Learning to play a musical instrument involves skill learning and requires long-term practicing to reach expert levels. Research has already proven that the assistance of a robot can improve children’s motivation and performance during practice. In an earlier study, we showed that the specific role (evaluative role versus nonevaluative role) the robot plays can determine children’s motivation and performance. In the current study, we argue that the role of the robot has to be different for children in different learning stages (musical instrument expertise levels). Therefore, this study investigated whether children in different learning stages would have higher motivation when assisted by a robot in different supporting roles (i.e., evaluative role versus nonevaluative role). We conducted an empirical study in a real practice room of a music school with 31 children who were at different learning stages (i.e., beginners, developing players, and advanced players). In this study, every child practiced for three sessions: practicing alone, assisted by the evaluative robot, or assisted by the nonevaluative robot (in a random order). We measured motivation by using a questionnaire and analyzing video data. Results showed a significant interaction between condition (i.e., alone, evaluative robot, and nonevaluative robot) and learning stage groups indicating that children in different learning stage groups had different levels of motivation when practicing alone or with an evaluative or nonevaluative robot. More specifically, beginners had higher persistence when practicing with the nonevaluative robot, while advanced players expressed higher motivation after practicing with a robot than alone, but no difference was found between the two robot roles. Exploratory results also indicated that gender might have an interaction effect with the robot roles on child’s motivation in music practice with social robots. This study offers more insight into the child-robot interaction and robot role design in musical instrument learning. Specifically, our findings shed light on personalization in HRI, that is, from adapting the role of the robot to the characteristics and the development level of the user.

1 Introduction

Musical instrument learning appears to have collateral cognitive benefits (Hassler et al., 1985; Anvari et al., 2002; Hietolahti-Ansten and Kalliopuska, 1990). Compared with passively listening to music, the strongest benefits were reported to come from active music listening and music training (Rauscher and Hinton, 2006). For example, singing, learning to play a musical instrument, and recognizing and keeping pitches and beat could improve learner’s cognitive functions better than passive listening (Bernhard, 2002; Jausovec and Pahor, 2017). Due to the acquisition of a complex set of motor, sensory, and cognitive skills that learning a musical instrument requires (Lehmann et al., 2007) for beginners, it typically takes years to become skilled performers. Meanwhile, Ericsson et al. (1993) argue that the amount of deliberate practice is the major distinction between successful and unsuccessful learners through the long-term instrument learning process to reach a high-level achievement (Lehmann and Ericsson, 1997). Practicing at home is an important part of the instrument learning process for children (Hallam, 1998),but it is not an enjoyable activity for most children. It is crucial for teachers and parents to understand the significance of motivation in instrument learning, which is also a skill development process (Woody, 2004).

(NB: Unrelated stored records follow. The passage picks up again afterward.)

Issue #1239, opened 2025-10-09
WordPress Permission bug fixes and tweak


joelabreo227:
> Needs discussion : 
> 
> 1. Bug : Infinite loading for GoDAM Video for Contributor role (Handle it the way it is handled by WP for gallery block), Also able to click on New Folder and create, gives undefined error
> 2. Bug : Access to GoDAM Gallery --> Access to engagement settings for contributor
> 3. ~Editor should have access to settings for configuring skins and thumbnails, branding related things~
> 4. If Author has access to single video analytics for own and others videos then why access to Dashboard needs to be restricted? (**or restrict access to other videos analytics**)
> 
> <img width="1907" height="951" alt="Image" src="https://github.com/user-attachments/assets/34a806da-f0bb-4971-96ca-317ab3b7c084" /> 

 _Originally posted by @kishan-gondaliya-7270 in [#1027](https://github.com/rtCamp/godam/issues/1027#issuecomment-3384236691)_

OpuRockey:
> Bug : Access to GoDAM Gallery --> Access to engagement settings for contributor

Can you please add some more details?

OpuRockey:
> If Author has access to single video analytics for own and others videos then why access to Dashboard needs to be restricted? (or restrict access to other videos analytics)

What will be the suggested solution here?

KMchaudhary:
> If Author has access to single video analytics for own and others videos then why access to Dashboard needs to be restricted? (or restrict access to other videos analytics)
> 
> What will be the suggested solution here?

@OpuRockey allow the `Author` role to access the Dashboard page.

subodhr258:
@kishan-gondaliya-7270 the PR is merged and ready for QA.
@OpuRockey please add testing instructions for the PR, thanks

rudrakshi-gupta:
This is done.

PR #1639, opened 2026-02-12
Fix WordPress permission issues and UX tweaks for GoDAM (Issue #1239)

OpuRockey:
## Description

This PR addresses multiple WordPress permission and UX issues reported in [#1239](https://github.com/rtCamp/godam/issues/1239).

1. Fixes an issue where users with the Contributor role experienced infinite loading when using the GoDAM video functionality.
2. Only loads GoDAM data when the user has sufficient capabilities.
3. Restricts access to GoDAM related blocks from editor for Contributors and below roles.
4. Authors are allowed to view analytics.

## Testing Instructions

1. Log in as a Contributor.
2. GoDAM related blocks from editor are not accessible.

### DIFF
--- a/inc/classes/wpbakery-elements/class-wpb-godam-audio.php
+++ b/inc/classes/wpbakery-elements/class-wpb-godam-audio.php
@@ -13,7 +13,7 @@ defined( 'ABSPATH' ) || exit;
 
 /**
  * Class WPB_GoDAM_Audio
- * 
+ *
  * @since 1.6.0
  *
  * @package GoDAM
@@ -23,7 +23,7 @@ class WPB_GoDAM_Audio {
 
 	/**
 	 * WPB_GoDAM_Audio constructor.
-	 * 
+	 *
 	 * @since 1.6.0
 	 */
 	protected function __construct() {
@@ -40,7 +40,7 @@ class WPB_GoDAM_Audio {
 
 	/**
 	 * Setup hooks.
-	 * 
+	 *
 	 * @since 1.6.0
 	 *
 	 * @return void
@@ -51,13 +51,17 @@ class WPB_GoDAM_Audio {
 
 	/**
 	 * Map audio element to WPBakery.
-	 * 
+	 *
 	 * @since 1.6.0
 	 *
 	 * @return void
 	 */
 	public function godam_audio() {
 		if ( ! function_exists( 'vc_map' ) ) {
+			return;
+		}
+
+		if ( is_admin() && ! current_user_can( 'publish_posts' ) ) {
 			return;
 		}
 
@@ -146,7 +150,7 @@ class WPB_GoDAM_Audio {
 							'not_empty' => true,
 						),
 					),
-					
+
 					// Caption Settings.
 					array(
 						'type'        => 'textfield',
--- a/inc/helpers/custom-functions.php
+++ b/inc/helpers/custom-functions.php
@@ -1129,28 +1129,3 @@ function rtgodam_convert_to_https_url( $urls ) {
 
 	return set_url_scheme( $urls, 'https' );
 }
-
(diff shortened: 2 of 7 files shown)


inc/helpers/custom-functions.php
```diff
@@ -1129,3 +1129,39 @@ function ( $url ) {
...
+		'upload_files',
+		'manage_options',
+		'publish_posts',
+	);
+
+	if ( ! in_array( $permission_type, $allowed_caps, true ) ) {
+		$permission_type = 'publish_posts';
+	}
+
+	return current_user_can( $permission_type );
```
rtBot: :warning: **Warning**: Couldn&#039;t determine the value passed to the $capability parameter in function call to current_user_can(). Please check if it matches a valid capability. Found: $permission_type (*WordPress.WP.Capabilities.Undetermined*).

inc/classes/wpbakery-elements/class-wpb-godam-audio.php
```diff
@@ -61,6 +61,10 @@ public function godam_audio() {
 			return;
 		}
 
+		if ( is_admin() && ! current_user_can( 'publish_posts' ) ) {
```
AhmarZaidi: Since the same code is being repated in 6 places, can we move it to `custom-functions` and use it everywhere?

inc/classes/class-pages.php
```diff
@@ -180,7 +180,7 @@ public function add_admin_pages() {
 			$this->menu_slug,
 			__( 'Dashboard', 'godam' ),
 			__( 'Dashboard', 'godam' ),
-			'edit_pages', // Dashboard is accessible to editors and above.
+			'publish_posts', // Dashboard is accessible to authors and above.
```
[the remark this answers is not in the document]
AhmarZaidi: > The capability 'publish_posts' is used for the Dashboard submenu, while other Author-accessible submenus (Video Editor at line 193 and Analytics at line 203) use 'upload_files'. Both are Author-level capabilities in default WordPress, so this works correctly for standard role configurations. However, in custom setups where these capabilities might be granted independently, this inconsistency could lead to unexpected menu visibility. For better maintainability and consistency, consider using the same capability for all Author-accessible menu items.

@OpuRockey This comment seems reasonable.

For `authors and above` capability check we are using `upload_files` elsewhere so here also we should use the same.

Unless there's a reason not to?

AhmarZaidi (commented):
2 minor changes, rest look good.

- https://github.com/rtCamp/godam/pull/1639#discussion_r2803140477
- https://github.com/rtCamp/godam/pull/1639#discussion_r2803206122

inc/classes/class-pages.php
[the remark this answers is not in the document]
OpuRockey: In line 161, GoDAM menu is restricted below author role. I actually use the same condition to make it consistent.

Image

inc/classes/wpbakery-elements/class-wpb-godam-audio.php
OpuRockey: I have mentioned it earlier here.
https://github.com/rtCamp/godam/pull/1639#discussion_r2802313804

OpuRockey: I think it would be better to keep it as it is.

AhmarZaidi (changes requested):
Will approve again after testing Elementor and WPBakery

cc: @OpuRockey

AhmarZaidi (approved):
Tested Elementor and WPBakery:
- Elementor: Correctly hides GoDAM Widgets for contributors and below roles
- WPBakery: Doesn't show wpbakery editor for contributors and below roles

LGTM

PR #1659, opened 2026-02-20
Added play button gloabl settings and rendered on frontend

sabbir1991:
A quick settings for changing the play button globally for all product videos. Here is the related ticket https://github.com/rtCamp/godam-core/issues/830


integrations/woocommerce/classes/class-wc-utility.php
```diff
@@ -339,6 +339,17 @@ public static function get_woocommerce_video_modal_css_variables() {
 		$settings = get_option( 'rtgodam-settings', array() );
 		$woo      = $settings['integrations']['woocommerce'] ?? array();
 
+		$woo = wp_parse_args(
```
rudrakshi-gupta: You don't need to separately parse the variables.

> $woo      = $settings['integrations']['woocommerce'] ?? array();

This above line already calls all the woocommerce integration settings as an array.

PR #1663, opened 2026-02-23
Fix: GoDAM WooCommerce Layer UI

rudrakshi-gupta:
## In the PR

- Remove shop button and add icons for Add to Cart button
- Refactor conditions for showing icons in editor and frontend
- Fix UI CSS for Product Hotspot Box

Refs rtCamp/godam-core#735

### DIFF
--- a/assets/src/css/godam-player.scss
+++ b/assets/src/css/godam-player.scss
@@ -601,6 +601,7 @@
 	transition: opacity 0.2s ease, visibility 0.2s ease;
 	word-wrap: break-word;
 	min-width: 20em;
+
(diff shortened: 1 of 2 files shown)


assets/src/css/godam-player.scss
```diff
@@ -609,7 +611,6 @@
 		border-style: solid;
 		border-color: rgba(255, 255, 255) transparent transparent transparent;
 	}
-
 	a {
```
sabbir1991: add more specific selector. like a.example-class
it helps to override the default anchor css if have any

PR #1702, opened 2026-03-06
Split WooCommerce features into free and premium

rudrakshi-gupta:
## In the PR

- Add PRO tags on premium features
- Disable all save and video section buttoons from settings when API is invalid
- Add Notices for Upgrading plans for users on PRO features
- Configure CSS for premium features in Product edit page
- Add dummy video cards for Product reels
- Disable JS clicks and save_post hooks if key is not valid
- Stop the rendering of premium features on frontend when key is not valid

## Issue

Refs Refs rtCamp/godam-core#900

## Demo

https://github.com/user-attachments/assets/2d3813d8-369c-41ab-9a2c-25ee48dc95b6

### DIFF
--- a/assets/src/css/admin.scss
+++ b/assets/src/css/admin.scss
@@ -943,3 +943,11 @@ to ensure proper responsiveness and avoid layout issues.
 	font-size: 12px;
 	background: rgb(243, 245, 247);
 }
+
+.text-\[\#AB3A6C\] {
+	color: #AB3A6C;
+}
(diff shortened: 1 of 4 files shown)


KMchaudhary:
Screenshot 2026-03-09 at 10 40 46 AM

Here instead of **Dummy video 1**, **Dummy video 2** can we replace the text with **Sample video 1**, **Sample video 2**

Issue #1532, opened 2026-01-19
Fix UI Issue with Forms outflowing from  Video (In gallery block, in mobile view), comment outflowing from Engagement box in mobile view


kishan-gondaliya-7270:
Step 👍🏼: 
- Add forms layerin video and view in GoDAM Gallery block 
- Observe same in mobile view
- Add long comment and observe comment box in mobile

<img width="1407" height="872" alt="Image" src="https://github.com/user-attachments/assets/c8b7a1ba-bac7-4803-9dc1-78bf115f3583" />
<img width="512" height="900" alt="Image" src="https://github.com/user-attachments/assets/19712c15-c01c-43a4-8290-3822228589c9" />

ref : https://github.com/rtCamp/godam/issues/1459#issuecomment-3760412277

KMchaudhary:
Forms UI issue is fixed, but custom HTML CTA layer's overflow is not yet fixed

<img width="1470" height="734" alt="Image" src="https://github.com/user-attachments/assets/e2318a8b-58c7-41d0-ac2b-f3842acd24fe" />

<img width="1470" height="734" alt="Image" src="https://github.com/user-attachments/assets/dc8c54fd-15d3-45c3-a235-1f03fa48e6b8" />

kishan-gondaliya-7270:
Released

PR #1721, opened 2026-03-11
Fix: prevent comment overflow.

Asteriskkkk:
Fixes: #1532

Wrap long comment text in the engagement panel to stop UI overflow.

| Before | After |
| ------ | ------ |
| image-before| image-after

| Before | After |
| ------ | ------ |
| image-before| image-after


Asteriskkkk:
@subodhr258  please review this when you get a chance. It’s a small fix. also needed feedback on above comment thanks!

PR #1733, opened 2026-03-16
fix: ensure WooCommerce cart store availability before adding items to cart

KMchaudhary:
**Fixes:** 
> Bug : In GoDAM Gallery Block, Video with Woo Layer has failure in add-to-cart activity. 

Ref: https://docs.google.com/document/d/1KDpp3WxD6g8c0_J-p9SR5PzO148xZbgF3V97gyMmWOs/edit?tab=t.y19cn2tdynpw

---

This pull request focuses on improving the integration between the Godam Player and WooCommerce, specifically ensuring reliable access to the WooCommerce cart store and handling cases where it may not be available. The changes also add necessary dependencies to support this functionality.

Enhancements to WooCommerce integration:

* Added a runtime check in `WooCommerceLayerManager` to verify that the WooCommerce cart store (`wc/store/cart`) and its `addItemToCart` method are available before attempting to add items. If unavailable, a user-friendly error message is shown and the UI is reset.
* Updated script registration in `class-godam-player.php` to include the `wc-blocks-data-store` dependency when WooCommerce is active, ensuring the cart store is loaded and available for frontend scripts.

Dependency updates:

* Added `@wordpress/data` as a project dependency in `package.json` to support interaction with WordPress data stores, such as the WooCommerce cart store.

## Demo

https://github.com/user-attachments/assets/8e629e73-e06e-4d27-9af4-418cf6c6e606


rudrakshi-gupta (approved):

subodhr258:
Found 2 issues with the Woo layer in Gallery currently:
1. When I clicked on the + icon without the Mini Cart, it opened in a new page. (This issue occurs on GoDAM Video block as well.) I need to know if this is expected. If yes then we should add a help text that if mini cart is disabled then "Add to Cart" button will redirect to the cart page.
2. When mini cart is opened in the GoDAM Gallery, it has a black background and accessibility issues.

### Recording:

https://github.com/user-attachments/assets/e9473303-3194-4fcc-ac46-f7faf0f7822b

rudrakshi-gupta (approved):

Besides practicing repeatedly, social factors also play an important role in the success of young children’s music lessons. Previous literature indicates that young children depend dominantly on extrinsic motivation (Zdzinski, 1996), and, for example, peer support and peer tutoring can motivate the learner to engage in practicing music vigorously (Burnard, 2002), parental involvement is also a key factor that influences young children’s persistence and achievement in instrument learning (Creech and Hallam, 2003; Moore et al., 2003). With the rapid development of social robots and the benefits of using robots in different educational contexts (Brown and Howard, 2014; Shiomi et al., 2015; Kennedy et al., 2016), social robots could also be used to provide social support to motivate children in instrument learning. And the main aim of using social robots in education is mainly to arouse children’s motivation and improve the outcome of learning.

Earlier research suggested that the presence of the robot influences children’s motivation and performance for learning activities (Riether et al., 2012). This can be explained by social facilitation theory (Triplett, 1898). More specifically, social facilitation theory (confirmed by earlier research, see, e.g., Zajonc (1965)) describes that people perform better at well-trained tasks when audience is present, while on new and complex tasks, people perform worse when they know they are being observed by other people (and robots) (Riether et al., 2012). In addition, several studies suggested that evaluation apprehension may be a necessary condition for producing social facilitation effects (e.g., Cottrell et al. (1968); Jones and Gerard (1967)), Sasfy also suggested that social facilitation only works under the condition of people trusting the audience to have the potential to evaluate (Sasfy and Okun, 1974). So it might not simply be the presence of a robot, but rather the role that it has in the social interaction that determines a user’s response to the robot. That is, when a robot is present in an interaction as an evaluator of the user’s behavior, the user’s performance might be influenced. In general, earlier research has already deployed the role of robots as a tutor (Kennedy et al., 2016), a peer (Balkibekov et al., 2016; Park et al., 2017), a learner (Sandygulova et al., 2020; Hood et al., 2015), or a mediator of the interaction (Barakova et al., 2015).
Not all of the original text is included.